G20 ülkelerinin 2015 yılından bu yana yoğun bir tartışma alanı olarak istişare ettikleri ve teknik içeriğinin hazırlanma sürecinin Ekonomik İşbirliği ve Kalkınma Örgütü'nce (OECD) yürütüldüğü 'küresel vergi reformu'nda, nihayet 'mutlu son'a gelindi. Reforma yönelik müzakere sürecinin içerisinde olan 140 ülkeden 136'sı, çetin tartışma ve değerlendirmelerden sonra, reformun bir parçası olmayı kabul ettiler. Böylece, aralarında Türkiye'nin de yer aldığı, dünya ekonomisinin büyük bir bölümünü temsil eden tüm OECD ve tüm G20 ülkeleri söz konusu küresel mutabakatın bir parçası oldu. Reforma katılmakta önemli tereddütleri olan ve tüm projektörlerin üzerinde olduğu İrlanda, Bakanlar Kurulu kararı ile perşembe günü öğlen saatlerinde sürece dahil olma kararını açıkladı.
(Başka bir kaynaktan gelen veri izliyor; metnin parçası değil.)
PR #580, opened 2023-06-22
Add code sample for Jet JobStatusListener [HZ-2187]

sumnerib:
This sample is based on existing class `JobSuspendResume`.

### DIFF
--- a/jet/job-management/src/main/java/com/hazelcast/samples/jet/jobmanagement/JobSuspendResumeListener.java
+++ b/jet/job-management/src/main/java/com/hazelcast/samples/jet/jobmanagement/JobSuspendResumeListener.java
@@ -5,6 +5,7 @@ import com.hazelcast.core.HazelcastInstance;
 import com.hazelcast.jet.JetService;
 import com.hazelcast.jet.Job;
 import com.hazelcast.jet.config.JobConfig;
+import com.hazelcast.jet.core.JobStatus;
 import com.hazelcast.jet.pipeline.Pipeline;
 import com.hazelcast.jet.pipeline.Sinks;
 import com.hazelcast.jet.pipeline.Sources;
@@ -14,6 +15,8 @@ import java.util.concurrent.CancellationException;
 import static com.hazelcast.jet.pipeline.JournalInitialPosition.START_FROM_OLDEST;
 
 public class JobSuspendResumeListener {
+
+    private static int restartCount = -1;
 
     public static void main(String[] args) throws InterruptedException {
         // create two instances
@@ -33,12 +36,12 @@ public class JobSuspendResumeListener {
         Job job = jet1.newJob(p, jobConfig);
 
         // Register JobStatusListener
-        job.addStatusListener(event ->
-                System.out.printf("Job status changed: %s -> %s. User requested? %b%n",
-                    event.getPreviousStatus(),
-                    event.getNewStatus(),
-                    event.isUserRequested())
-        );
+        job.addStatusListener(event -> {
+            System.out.printf("Job status changed: %s -> %s. User requested? %b%n",
+                    event.getPreviousStatus(), event.getNewStatus(), event.isUserRequested());
+
+            if (event.getNewStatus() == JobStatus.RUNNING) restartCount++;
+        });
 
         // printing the job name
         System.out.println("Job '" + job.getName() + "' is submitted.");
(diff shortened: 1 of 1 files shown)


jet/job-management/src/main/java/com/hazelcast/samples/jet/jobmanagement/JobSuspendResumeListener.java
```diff
@@ -0,0 +1,72 @@
...
+                    event.isUserRequested())
+        );
+
+        // printing the job name
+        System.out.println("Job '" + job.getName() + "' is submitted.");
+
+        // we can suspend the job
+        Thread.sleep(1000);
+        System.out.println("Suspending the job...");
+        job.suspend();
```
burakgok, line 49: After suspending and resuming, we should wait for `SUSPENDED` and `RUNNING` statuses. Waiting one second may be enough for state transition, but the best practice is polling the status or listening to it.
```java
private static void waitForStatus(Job job, JobStatus status) throws InterruptedException {
    while (job.getStatus() != status) {
        Thread.sleep(100);
    }
}
```
By the way, it is not possible to observe a restart reliably by polling the status, but it can be observed by a listener since it is guaranteed to report `RUNNING` → `NOT_RUNNING` → `STARTING` → `RUNNING` transition. So, you might want to dedicate this sample (or a new one) to that usage, which is I think more interesting than logging the status. You can simply increment a count whenever you receive a `RUNNING` status and wait for a specific run count to infer a number of restarts. However, the unit tests show this particular usage and if they are accessible enough to users, you may skip this. If they aren't, we might consider encouraging users to read them because they usually demonstrate best practices.

burakgok (changes requested):

jet/job-management/src/main/java/com/hazelcast/samples/jet/jobmanagement/JobSuspendResumeListener.java
```diff
@@ -33,12 +36,12 @@ public static void main(String[] args) throws InterruptedException {
...
-                System.out.printf("Job status changed: %s -> %s. User requested? %b%n",
-                    event.getPreviousStatus(),
-                    event.getNewStatus(),
-                    event.isUserRequested())
-        );
+        job.addStatusListener(event -> {
+            System.out.printf("Job status changed: %s -> %s. User requested? %b%n",
+                    event.getPreviousStatus(), event.getNewStatus(), event.isUserRequested());
+
+            if (event.getNewStatus() == JobStatus.RUNNING) restartCount++;
```
burakgok, line 43: The initial `RUNNING` status might be missed and _restart count_ is not well-defined. What if I repeatedly restart a job before it even reaches the `RUNNING` status? In this implementation, the restart count would be zero although the job is not really running or pending (`NOT_RUNNING`).
1. Rename `restartCount` to `runCount` and initialize it to 1.
2. Add a separate status listener to increment run count. This listener should be added after ensuring that the job is running, i.e. `waitForStatus(job, JobStatus.RUNNING);`
3. Replace conditions `restartCount == n` with `runCount == n + 1`.

burakgok (changes requested):

jet/job-management/src/main/java/com/hazelcast/samples/jet/jobmanagement/JobSuspendResumeListener.java
sumnerib: I've implemented the suggested changes. Please keep in mind that the goal of the code samples is to provide an easily consumable and short demo of a specific feature for users. The examples are not meant to be complete solutions, and things like handling edge-cases can be considered out of scope.

jet/job-management/src/main/java/com/hazelcast/samples/jet/jobmanagement/JobSuspendResumeListener.java
```diff
@@ -0,0 +1,86 @@
...
+        // job name is optional
+        String jobName = "sampleJob";
+        jobConfig.setName(jobName);
+        Job job = jet1.newJob(p, jobConfig);
+
+        // Register JobStatusListeners
+        job.addStatusListener(event -> System.out.printf("Job status changed: %s -> %s. User requested? %b%n",
+                event.getPreviousStatus(), event.getNewStatus(), event.isUserRequested()));
+        waitForStatus(job, JobStatus.RUNNING);
+        job.addStatusListener(event -> { if (event.getNewStatus() == JobStatus.RUNNING) runCount++; });
```
burakgok, line 42: Move these lines after printing "Job 'sampleName' is submitted."

burakgok (changes requested):

burakgok (approved):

Ardından, bir kaç saat sonra Estonya'nın da küresel vergi reformuna dahil olmayı kabul ettiği haberi geldi. Bu ülkeleri, bir gün sonra, cuma günü de Macaristan takip etti ve küresel ekonomik sistem için, esasen bir tarafta 'vergi cennetleri'ne darbe vuracak, diğer tarafta ise dünyanın önde gelen ülkeleri arasında 'daha adil' bir vergilendirme sistemi ve vergi geliri paylaşımı sağlayacak 'tarihi' bir reform adına süreç büyük ölçüde tamamlanmış oldu. Böylece, Google, Amazon, Facebook ve Apple en çok konuşulduğundan dolayı, uluslararası kamuoyunda GAFA olarak ifade edilen 'çok uluslu şirketlerin gelirlerinin adil vergilendirilmesi'ni ve tüm ülkelerin bundan yararlanmasını sağlayacak olan süreç tamamlanmış oldu.
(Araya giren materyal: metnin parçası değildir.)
PR #584, opened 2023-07-14
Remove redundant destroy call for the same distributed object

arodionov:
Remove redundant destroy for the same object.
There is no need to call destroy() several times if they are applied to the same distributed object.

### DIFF
--- a/cp-subsystem/fenced-lock-monotonic-fencing-tokens/src/main/java/com/hazelcast/codesamples/cp/fencedlock/MonotonicFencingTokens.java
+++ b/cp-subsystem/fenced-lock-monotonic-fencing-tokens/src/main/java/com/hazelcast/codesamples/cp/fencedlock/MonotonicFencingTokens.java
@@ -53,7 +53,6 @@ public class MonotonicFencingTokens {
 
         // always destroy CP Subsystem data structures otherwise it can lead to a memory leak
         hz1Lock.destroy();
-        hz2Lock.destroy();
 
         hz1.getLifecycleService().terminate();
         hz2.getLifecycleService().terminate();
--- a/cp-subsystem/fenced-lock-using-fencing-tokens/src/main/java/com/hazelcast/codesamples/cp/fencedlock/FencingOffStaleLockHolders.java
+++ b/cp-subsystem/fenced-lock-using-fencing-tokens/src/main/java/com/hazelcast/codesamples/cp/fencedlock/FencingOffStaleLockHolders.java
@@ -132,7 +132,6 @@ public class FencingOffStaleLockHolders {
 
         // always destroy CP Subsystem data structures otherwise it can lead to a memory leak
         hz1Lock.destroy();
-        hz2Lock.destroy();
 
         hz1.getLifecycleService().terminate();
         hz2.getLifecycleService().terminate();


cp-subsystem/fenced-lock-using-fencing-tokens/src/main/java/com/hazelcast/codesamples/cp/fencedlock/FencingOffStaleLockHolders.java
```diff
@@ -132,7 +132,6 @@ public static void main(String[] args) throws InterruptedException, ExecutionExc
 
         // always destroy CP Subsystem data structures otherwise it can lead to a memory leak
         hz1Lock.destroy();
-        hz2Lock.destroy();
```
avtarraikmo, line 135: FencedLock hz1Lock = hz1.getCPSubsystem().getLock(lockName);
        FencedLock hz2Lock = hz2.getCPSubsystem().getLock(lockName);

Don't we have two to destroy here? Are you sure we need to only destroy only 1?

cp-subsystem/fenced-lock-monotonic-fencing-tokens/src/main/java/com/hazelcast/codesamples/cp/fencedlock/MonotonicFencingTokens.java
```diff
@@ -53,7 +53,6 @@ public static void main(String[] args) {
 
         // always destroy CP Subsystem data structures otherwise it can lead to a memory leak
         hz1Lock.destroy();
-        hz2Lock.destroy();
```
avtarraikmo, line 56: // The lock switches from the available state to the held state.
        FencedLock hz1Lock = hz1.getCPSubsystem().getLock("my-lock");

        // The lock switches from the available state to the held state.
        FencedLock hz2Lock = hz2.getCPSubsystem().getLock("my-lock");
        
Although we have two lock objects, the underlying reference is to the same lock in the CP Subsystem. 
Do we need to destroy both or only one?

cp-subsystem/fenced-lock-using-fencing-tokens/src/main/java/com/hazelcast/codesamples/cp/fencedlock/FencingOffStaleLockHolders.java
avtarraikmo: Although we have two lock objects, the underlying reference is to the same lock in the CP Subsystem. 
Do we need to destroy both or only one?

cp-subsystem/fenced-lock-monotonic-fencing-tokens/src/main/java/com/hazelcast/codesamples/cp/fencedlock/MonotonicFencingTokens.java
avtarraikmo: If only one - suggest we put a comment next to it, to explain why. I can imagine someone (maybe just me), reading through it quickly and not picking up on that first time.

Thoughts?

avtarraikmo (approved):
Thanks!

Issue #2039, opened 2023-04-30
The bottom bar buttons are offset upwards from their displayed position om Firefox Android


Cragsand:
Screen recording shows clicking on the buttons clicks through them, but clicking above them registers properly.

Directly after refreshing a page, the buttons register at their correct locations. It seems to get worse and worse offset the more I scroll on a page but I'm not sure. 

https://user-images.githubusercontent.com/49168045/235375913-1aafbb59-60b6-48c3-9bdf-f2d18604511e.mp4

Example sketched in orange where I have to click a bit above buttons.

![Screenshot_20230430_222520_Firefox](https://user-images.githubusercontent.com/49168045/235376052-4f16c118-ad87-4c1f-b1d5-5268b147a074.jpg)

Firefox Android version updated yesterday:
112.2.0 (Build #2015946691)

Disabling all extensions doesn't appear to make any difference.

Best regards
Keep up the great work!

zspotter:
This is my only issue with the web app :) Seems like the buttons are offset by the size of the browsers bottom toolbar, which hides when you scroll. Likely has to do with how Firefox mobile reports the window size differently than Chrome.

audunmb:
I got this in the newest version as well.

PR #2252, opened 2023-07-22
fix: Position NavBottom with "fixed" instead of "sticky"

zspotter:
This fixes a Firefox Android bug (#2039) in which the bottom bar is rendered offset from the actual button location.

Apparently there's a browser bug with bottom-hugging sticky elements. When the browser's nav bar hides, the sticky element looks like it's positioned correctly, but the pointer events pass through it.

It's the same as this issue: https://stackoverflow.com/questions/70893056/mozilla-android-addressbar-conflict-with-sticky-button-on-bottom

But replacing `position: sticky` with `position: fixed` is an easy fix.

These screenshots from the remote debugger show the issue as the browser nav bar hides!

### DIFF
--- a/layouts/default.vue
+++ b/layouts/default.vue
@@ -54,7 +54,7 @@ const isGrayscale = usePreferences('grayscaleMode')
         <div min-h="[calc(100vh-3.5rem)]" sm:min-h-screen>
           <slot />
         </div>
-        <div sticky left-0 right-0 bottom-0 z-10 bg-base pb="[env(safe-area-inset-bottom)]" transition="padding 20">
+        <div style="position: fixed" left-0 right-0 bottom-0 z-10 bg-base pb="[env(safe-area-inset-bottom)]" transition="padding 20">
           <CommonOfflineChecker v-if="isHydrated" />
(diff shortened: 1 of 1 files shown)


layouts/default.vue
```diff
@@ -54,7 +54,7 @@ const isGrayscale = usePreferences('grayscaleMode')
         <div min-h="[calc(100vh-3.5rem)]" sm:min-h-screen>
           <slot />
         </div>
-        <div sticky left-0 right-0 bottom-0 z-10 bg-base pb="[env(safe-area-inset-bottom)]" transition="padding 20">
+        <div style="position: fixed" left-0 right-0 bottom-0 z-10 bg-base pb="[env(safe-area-inset-bottom)]" transition="padding 20">
```
patak-dev, line 57: This should do the same, no?
```suggestion
        <div fixed left-0 right-0 bottom-0 z-10 bg-base pb="[env(safe-area-inset-bottom)]" transition="padding 20">
```

patak-dev:
It seems we tried this fix here:
- https://github.com/elk-zone/elk/pull/660

but we had to revert it, so there should be more work to do to fix this problem.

Aralarında Türkiye'nin de bulunduğu G20 ülkelerinin liderlerinin 30 ve 31 Ekim'de yapılacak G20 Liderler Roma Zirvesi'nde onaylamaları halinde, 2023'de devreye girecek olan reform ile, cirosu en az 750 milyon avro olan şirketlerin adil vergilendirilmesi sağlanacak ve bu sayede 136 ülke için en az 150 milyar dolarlık ek vergi doğacak. Türkiye için bu durum minimum 1 milyar dolar ek vergi geliri anlamına geliyor. Cirosu özellikle 20 milyar avroyu aşan ve dünya şirket klasmanında en karlı 100 çokuluslu şirketin karlarının İlk yüzde 10'u şirket genel müdürlüklerinin bulunduğu ülkelere gidecek. Ek karın yüzde 25'i ise, bu şirketlerin para kazandığı diğer ülkeler arasında ciro düzeyine göre dağıtılacak.
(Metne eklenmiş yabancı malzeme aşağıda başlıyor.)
PR #2253, opened 2023-07-22
fix: prevent the lost of focus on compose icons

### LINKED ISSUE #1679: Keyboard accessibility/focus issues on desktop/desktop apps.
The keyboard navigation on the desktop is inconsistent between Firefox, Chrome, Edge, Safari, and the Edge and Chrome apps. Once the user tabs to the "Add images, video, audio" button, the focus is lost and if the user tries to SHIFT + TAB back, the focus is trapped in the "footer" links (About, Privacy, Mastodon, etc.).

The web interface for Elk when creating a post.

This may also be a separate issue more than likely but the focus order is out of order because of the trapping of focus in the footer.

shuuji3:
fix #1679

This was caused by autofocusing the tooltip during keyboard navigation.

A similar issue was reported in the original `floating-vue` repository (https://github.com/Akryum/floating-vue/issues/872), which is the component we use to implement the `CommonTooltip`, and the `no-auto-fucus` option was implemented as mitigation.

I found the same issue on the "created at" time label of the post.

## How to test
1. Click the compose textarea
2. Use the `Tab` key several times to focus on the compose buttons and "created at" time.
3. Confirm if the focus won't be lost so the application is navigable with the keyboard.

### DIFF
--- a/components/publish/PublishWidget.vue
+++ b/components/publish/PublishWidget.vue
@@ -378,26 +378,26 @@ onDeactivated(() => {
             </button>
           </PublishEmojiPicker>
 
-          <CommonTooltip v-if="draft.params.poll === undefined" placement="top" :content="$t('tooltip.add_media')">
+          <CommonTooltip v-if="draft.params.poll === undefined" placement="top" :content="$t('tooltip.add_media')" no-auto-focus>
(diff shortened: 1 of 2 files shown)


patak-dev (approved):
This was a big one. Thanks!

OECD Vergi İşleri Direktörü Pascal Saint-Amans, söz konusu reformu 21. Yüzyıl'ın küresel vergi kurallarının belirlenmesi olarak tanımlıyor. OECD, söz konusu reformun mutabakat taslak metninde, 'en az yüzde 15' ifadesiyle, gelecekte bu oranın yine küresel mutabakat ile arttırılmasını sağlayacak bir 'açık kapı' da bırakmıştı. Ancak, 8 Ekim tarihli son mutabık kalınan metinde 'en az' ifadesi kaldırıldı. Dünyanın önde gelen ekonomilerinin liderleri, bilhassa ABD ve Fransa, uzunca bir süredir, vergi cennetleri aracılığı ile ve kimi ülkelerin aşırı düşük vergi oranları uygulamaları ile, ülkelerinin firmaları aleyhine, ülkelerinde yatırım iştahı ve yeni istihdam adına, adil olmayan bir tabloyla karşı karşıya olduklarını; bugün ülkelerinin hane halkları, firmaları ve işçileri için artık daha adil bir sistemin hayata geçmesinden memnuniyet duyduklarını ifade ettiler. Bilhassa, 21. Yüzyıl'ın 'megatrend'i olan 'hiperdijitalleşme'nin birer 'dev'e dönüştürdüğü teknoloji şirketlerinin 'adil vergilendirilmesi' de ayrı bir devrimsel gelişme özelliği taşıyor. Söz konusu küresel mutabakata halen onay vermemiş olan Pakistan, Kenya, Sri Lanka ve Nijerya ise yakın zamanda tutumlarını netleştirecektir.